• **Task to complete**
From the records below, please return each line that holds the word "MathConstants".

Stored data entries
PR #1064, opened 2022-07-27
Femtoworld - binningpolicy changes + debugging

zchochul:
After adding constants from `CommonConstants/MathConstants.h` I've encountered an error. Task is building properly locally but when I tried to run it I had errors, for example: `Error in <TExMap::Add>: key 139776835007120 is not unique` and `Error in <TCling::LoadPCM>: ROOT PCM /home/zuzanna/alice/sw/ubuntu2004_x86-64/ROOT/v6-26-04-patches-alice1-3/lib/libHist_rdict.pcm file does not exist`. <br>
I've also changed BinningPolicy -> ColumnBinningPolicy as @saganatt has requested.

### DIFF
--- a/PWGCF/FemtoWorld/Core/FemtoWorldContainer.h
+++ b/PWGCF/FemtoWorld/Core/FemtoWorldContainer.h
@@ -24,6 +24,9 @@
 #include "TMath.h"
 #include "TDatabasePDG.h"
 
+#include "CommonConstants/MathConstants.h"
+using namespace o2::constants::math;
+
 using namespace o2::framework;
 
 namespace o2::analysis::femtoWorld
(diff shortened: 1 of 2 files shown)


victor-gonzalez:
In which task you get `Error in <TExMap::Add>: key 139776835007120`?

• **Result**
After adding constants from `CommonConstants/MathConstants.h` I've encountered an error. Task is building properly locally but when I tried to run it I had errors, for example: `Error in <TExMap::Add>: key 139776835007120 is not unique` and `Error in <TCling::LoadPCM>: ROOT PCM /home/zuzanna/alice/sw/ubuntu2004_x86-64/ROOT/v6-26-04-patches-alice1-3/lib/libHist_rdict.pcm file does not exist`. <br>
+#include "CommonConstants/MathConstants.h"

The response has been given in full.